Bank of America analysts Justin Post and Nitin Bansal have increased their revenue forecasts for Google, attributing potential sales growth to the integration of Gemini into Google Cloud and improvements in AI Overviews within Google Search. They emphasized their confidence in the ongoing AI integrations, suggesting that a wider adoption of AI Overviews could enhance activity in the core Search business, despite initial challenges during rollout. They have adjusted their stock price target for Google from $200 to $206.

In April, Google reported an impressive 60% rise in profits for the first quarter, significantly aided by AI developments. This success saw the company’s stock surge, elevating its market value beyond $2 trillion, joining the ranks of Apple, Microsoft, and Nvidia.

The positive first-quarter results followed several months of launching new AI products as part of the Gemini AI suite. Notable announcements from Google’s recent developer conference, Google I/O, included a futuristic AI assistant capable of visual and spoken interaction through smart glasses.
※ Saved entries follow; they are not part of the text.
PR #1663, opened 2023-09-29
Flow type information further into autopagination requests

### LINKED ISSUE #1660: StripeClient#subscriptions().list() causes class com.google.gson.internal.LinkedTreeMap cannot be cast to class com.stripe.model.HasId
### Describe the bug

The following code throws an exception.
```java
for (final Subscription subscription : stripeClient.subscriptions().list(params).autoPagingIterable()) {
      System.out.println("subscription: " + subscription);
}
```

The exception is:
```
Exception in thread "main" java.lang.RuntimeException: Unable to lazy-load stripe objects
	at com.stripe.model.PagingIterator.next(PagingIterator.java:57)
	at com.stripe.model.PagingIterator.next(PagingIterator.java:9)
	at SubscriptionsFailJavaMain.main(SubscriptionsFailJavaMain.java:32)
Caused by: java.lang.ClassCastException: class com.google.gson.internal.LinkedTreeMap cannot be cast to class com.stripe.model.HasId (com.google.gson.internal.LinkedTreeMap and com.stripe.model.HasId are in unnamed module of loader 'app')
	at com.stripe.model.StripeCollection.setResponseGetter(StripeCollection.java:92)
	at com.stripe.model.StripeObject.deserializeStripeObject(StripeObject.java:131)
	at com.stripe.net.LiveStripeResponseGetter.request(LiveStripeResponseGetter.java:72)
	at com.stripe.model.PagingIterator.list(PagingIterator.java:79)
	at com.stripe.model.PagingIterator.next(PagingIterator.java:53)
	... 2 more
```

### To Reproduce

Here is a whole code to reproduce.
```java
// The public API key
final String API_KEY = "sk_test_<redacted>";
final RequestOptions requestOptions = RequestOptions.builder().setApiKey(API_KEY).build();

final StripeClient stripeClient = new StripeClient(API_KEY);

final SubscriptionListParams params = SubscriptionListParams.builder()
    .setLimit(100L)
    .setCreated(
    SubscriptionListParams.Created.builder()
        .setGt(Instant.now().getEpochSecond() - 3 * 86400 /* 3 days */)
        .build()
    ).build();

// // Works!
// for (final Subscription subscription : Subscription.list(params, requestOptions).autoPagingIterable()) {
//   System.out.println("subscription: " + subscription);
// }

// Not works :(
for (final Subscription subscription : stripeClient.subscriptions().list(params).autoPagingIterable()) {
    System.out.println("subscription: " + subscription);
}
```

### Expected behavior

List subscriptions without errors.

### Code snippets

_No response_

### OS

macOS

### Java version

corretto-11.0.16.1

### stripe-java version

23.6.0

### API version

23.6.0

### Additional context

_No response_

richardm-stripe:
Fixes #1660.

## Explanation
Whereas `Subscription.list()` returns `SubscriptionCollection` (which implements `StripeCollection<Subscription>`), we decided that `stripeClient.subscriptions().list()` would return simply `StripeCollection<Subscription>`, in order to (in the future) prevent cluttering the library with mostly empty `XCollection` classes, and helping users need to import fewer classes.

Unfortunately, this change makes deserializing collections a little trickier. You can't just do `GSON.fromJson(..., collection.getClass())` because the class is just `StripeCollection` now, it doesn't tell you the type of what the inner objects should be. You need to do something like `new TypeToken<StripeCollection<Subscription>>() {}.getType()` to hint to GSON that the type of the items inside is `Subscription`, and then you need to take this `Type` and pipe it around everywhere where more requests to fetch a collection might be invoked.

We failed to do this for the requests made by `PagingIterator.list()`. When you do `new PagingIterator(collection, ...)` it calls `collection.getClass()` in order to get the deserialization key (which corresponds just to a generic `StripeCollection`), which ultimately causes the error in #1660. This PR flows through the TypeToken from the initial `SubscriptionService.list(...)` down onto the collection where it can be used by PagingIterator.

I also add a test.


src/main/java/com/stripe/net/LiveStripeResponseGetter.java
```diff
@@ -77,6 +77,7 @@ public <T extends StripeObjectInterface> T request(
     if (resource instanceof StripeCollectionInterface<?>) {
       ((StripeCollectionInterface<?>) resource).setRequestOptions(options);
       ((StripeCollectionInterface<?>) resource).setRequestParams(params);
+      ((StripeCollectionInterface<?>) resource).setTypeToken(typeToken);
```
pakrym-stripe, line 80: Will this work for nested collections?

richardm-stripe: Not 100% clear what you mean. If you mean
```java
var stripe = StripeClient(...);
FooResource foo = stripe.foos().retrieve(...);
for (Bar bar: foo.getNestedCollectionOfBars().autoPagingIter()) {
  System.out.println(bar);
}
```
Then it won't work but is not needed atm because the way resources are generated right now, the type of `.getNestedCollectionOfBars()` is `BarCollection`, not `StripeCollection<Bar>`.

richardm-stripe: Ah I see the test failure, yeah there's something that needs to be done here.

richardm-stripe: Ok, I added  [Fall back to class](https://github.com/stripe/stripe-java/pull/1663/commits/518c39414ed04619c05840421775d8cd8133dfb6) -- so that  `foo.getBars().autoPaginatingIter()` will continue to work as before.

This seemed like the minimal option but there are others:
* Generate specialized collection types as we do for resources and give up on being generic.
* Do a lookup into `EventDataClassLookup` of `page[0].object` and do dynamic class lookup instead of static class lookup.

I think I prefer what's implemented but LMK if you have other thoughts.

pakrym-stripe: I was thinking about custom type adapter for xxxCollection and xxxSearchResult that will set this field for all objects that are deserialized.

richardm-stripe: Using what information? `page[0].object`?

pakrym-stripe: You have the type toke in the deserializer: https://github.com/stripe/stripe-java/blob/master/src/main/java/com/stripe/model/BalanceTransactionSourceTypeAdapterFactory.java#L22

src/main/java/com/stripe/net/LiveStripeResponseGetter.java
```diff
@@ -77,6 +77,7 @@ public <T extends StripeObjectInterface> T request(
     if (resource instanceof StripeCollectionInterface<?>) {
       ((StripeCollectionInterface<?>) resource).setRequestOptions(options);
       ((StripeCollectionInterface<?>) resource).setRequestParams(params);
+      ((StripeCollectionInterface<?>) resource).setPageTypeToken(typeToken);
```
pakrym-stripe, line 80: do we still need this?

richardm-stripe: We absolutely do not
```suggestion
```

src/main/java/com/stripe/model/PagingIterator.java
```diff
@@ -21,7 +21,7 @@ public class PagingIterator<T extends HasId> extends ApiResource implements Iter
       final StripeCollectionInterface<T> stripeCollection, StripeResponseGetter responseGetter) {
     this.url = stripeCollection.getUrl();
 
-    this.collectionType = stripeCollection.getClass();
+    this.pageType = stripeCollection.getPageTypeToken();
```
pakrym-stripe, line 24: can we pass this as a parameter instead of exposing getter on StripeCollectionInterface?

richardm-stripe: Done!

src/main/java/com/stripe/model/StripeCollection.java
```diff
@@ -58,16 +59,20 @@ public class StripeCollection<T extends HasId> extends StripeObject
   @Setter(onMethod = @__({@Override}))
   private Map<String, Object> requestParams;
 
+  @Setter(onMethod = @__({@Override}))
```
pakrym-stripe, line 62: remove getter?

src/main/java/com/stripe/model/StripeSearchResult.java
```diff
@@ -44,15 +45,19 @@ public class StripeSearchResult<T> extends StripeObject
   @Setter(onMethod = @__({@Override}))
   private Map<String, Object> requestParams;
 
+  @Setter(onMethod = @__({@Override}))
+  @Getter(onMethod = @__({@Override}))
```
pakrym-stripe, line 49: remove getter?

src/test/java/com/stripe/functional/StripeCollectionTest.java
```diff
@@ -0,0 +1,62 @@
...
+import java.util.List;
+import java.util.concurrent.atomic.AtomicInteger;
+import org.junit.jupiter.api.Test;
+import org.mockito.Mockito;
+import org.mockito.invocation.InvocationOnMock;
+import org.mockito.stubbing.Answer;
+
+public class StripeCollectionTest extends BaseStripeTest {
+  @Test
+  public void testPaginationWithStripeClient() throws StripeException {
```
pakrym-stripe, line 28: move to SearchPagingIteratorTest ?

src/test/java/com/stripe/functional/StripeCollectionTest.java
```diff
@@ -0,0 +1,62 @@
...
+    HttpClient spy = Mockito.spy(new HttpURLConnectionClient());
+    StripeResponseGetter srg = new LiveStripeResponseGetter(spy);
+    StripeClient client = new StripeClient(srg);
```
pakrym-stripe, line 31: mockClient?

src/test/java/com/stripe/functional/StripeSearchResultTest.java
```diff
@@ -0,0 +1,68 @@
...
+import java.util.List;
+import java.util.concurrent.atomic.AtomicInteger;
+import org.junit.jupiter.api.Test;
+import org.mockito.Mockito;
+import org.mockito.invocation.InvocationOnMock;
+import org.mockito.stubbing.Answer;
+
+public class StripeSearchResultTest extends BaseStripeTest {
+  @Test
+  public void testPaginationWithStripeClient() throws StripeException {
```
pakrym-stripe, line 29: Move to SearchPagingIteratorTest?

src/test/java/com/stripe/functional/StripeSearchResultTest.java
```diff
@@ -0,0 +1,68 @@
...
+    HttpClient spy = Mockito.spy(new HttpURLConnectionClient());
+    StripeResponseGetter srg = new LiveStripeResponseGetter(spy);
+    StripeClient client = new StripeClient(srg);
```
pakrym-stripe, line 32: Use BaseStripeTest.mockClient?

richardm-stripe: Done

src/test/java/com/stripe/functional/StripeSearchResultTest.java
richardm-stripe: Done

src/test/java/com/stripe/functional/StripeCollectionTest.java
richardm-stripe: Done!

src/main/java/com/stripe/model/StripeSearchResult.java
richardm-stripe: Done!

src/main/java/com/stripe/model/StripeCollection.java
richardm-stripe: Done!

src/main/java/com/stripe/net/LiveStripeResponseGetter.java
richardm-stripe: Done!

pakrym-stripe (approved):

Issue #1664, opened 2023-10-03
The StripeResponseGetter has not been set on this resource


MustafaSmesem:
### Describe the bug

In stripe java 23.7.0 when call event.getDataObjectDeserializer() I got this error message:
The StripeResponseGetter has not been set on this resource. This should not happen and is likely a bug in the Stripe Java library. 

I have checked the event, it has data and deprecated method event.getData().getObject() is work and can get the object.

### To Reproduce

1. create webhook endpoint
2. listen to webhook event  
3. call event.getDataObjectDeserializer()  

### Expected behavior

I should get deserialized object

### Code snippets

```Java
@PostMapping("/stripe")
public ResponseEntity<ApiErrorResponse> stripeWebhookHandler(@RequestHeader("Stripe-Signature") String stripeSignature, @RequestBody Event event) {
            var object = event.getDataObjectDeserializer().getObject();
....
}
```

### OS

macOS

### Java version

Java 17

### stripe-java version

v23.7.0

### API version

 2023-08-16

anniel-stripe:
Hi @MustafaSmesem ! Thanks the bug report. Despite the error message, you can fix this by changing the type of the request body to a string in your handler's method signature:
```
@PostMapping("/stripe")
public ResponseEntity<ApiErrorResponse> stripeWebhookHandler(@RequestHeader("Stripe-Signature") String stripeSignature, @RequestBody **String payload**) {
        Event event = null;
        try {
          event = Webhook.constructEvent(payload, sigHeader, "{{WEBHOOK_SIGNING_SECRET}}");
        } catch (SignatureVerificationException e) {
          ...
        }
        var object = event.getDataObjectDeserializer().getObject();
....
}
```

yglodt:
Can anyone tell the most recent version not suffering from this bug ?

I know for sure 23.2.0, but I would preferably upgrade to the lastest non-affected version.

pakrym-stripe:
The 23.4.0 is the last version before this bug was introduced. We'll ship a version with a fix early next week.

pakrym-stripe:
The [v23.10.0](https://github.com/stripe/stripe-java/releases/tag/v23.10.0) has the fix for this issue.

jasperroel:
Hi @pakrym-stripe, I also noticed this happening in the newer `v24.0.0`  release. Should/can this fix also be ported/merged into the v24 release line?

pakrym-stripe:
[...]

PR #1671, opened 2023-10-13
Disallow falback to global response getter only in tests

pakrym-stripe:
There are many existing scenarios where fallback to global response getter makes sense. 

For example: 
```java
Customer c = new Customer();
c.setId("ca_123");
c.delete();
```

We would still like to validate that we flow response getter correctly in our tests. 

I've added a `stripe.disallowGlobalResponseGetterFallback` system property and set it to `true` for tests. When `stripe.disallowGlobalResponseGetterFallback` is set resources with null `responseGetter` won't fall back to global.

### DIFF
--- a/build.gradle
+++ b/build.gradle
@@ -119,6 +119,8 @@ test {
         events "passed", "skipped", "failed"
         exceptionFormat "full"
     }
+
+    systemProperty "stripe.disallowGlobalResponseGetterFallback", "true"
 }
 
 spotless {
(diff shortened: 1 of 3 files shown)


richardm-stripe (approved):

richardm-stripe:
So can users set the setting? What behavior will users see?

pakrym-stripe:
Users will get fallback to global. They can set the setting but I don't see why would they.

pakrym-stripe:
Contributes to https://github.com/stripe/stripe-java/issues/1664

Google claims the new Gemini AI operates at 20% faster speeds than the latest version of ChatGPT.

While Wedbush analyst Dan Ives expressed a more cautious view on AI Overviews, he noted the potential for it to support Search monetization in the future. He also highlighted the current positive impact of AI on Google Cloud, anticipating a 27% increment in Cloud revenue year-over-year.

J.P. Morgan’s Doug Anmuth reinforced the optimistic outlook, naming Google as one of the firm’s top tech stock picks, alongside Uber and Amazon. He also expressed encouragement regarding the progress in generative AI in anticipation of Alphabet’s earnings report.

Conversely, analyst Josh Beck from Raymond James cautioned that, although the current narrative surrounding Google’s AI is favorable, the long-term effects of AI on the company’s sales remain uncertain.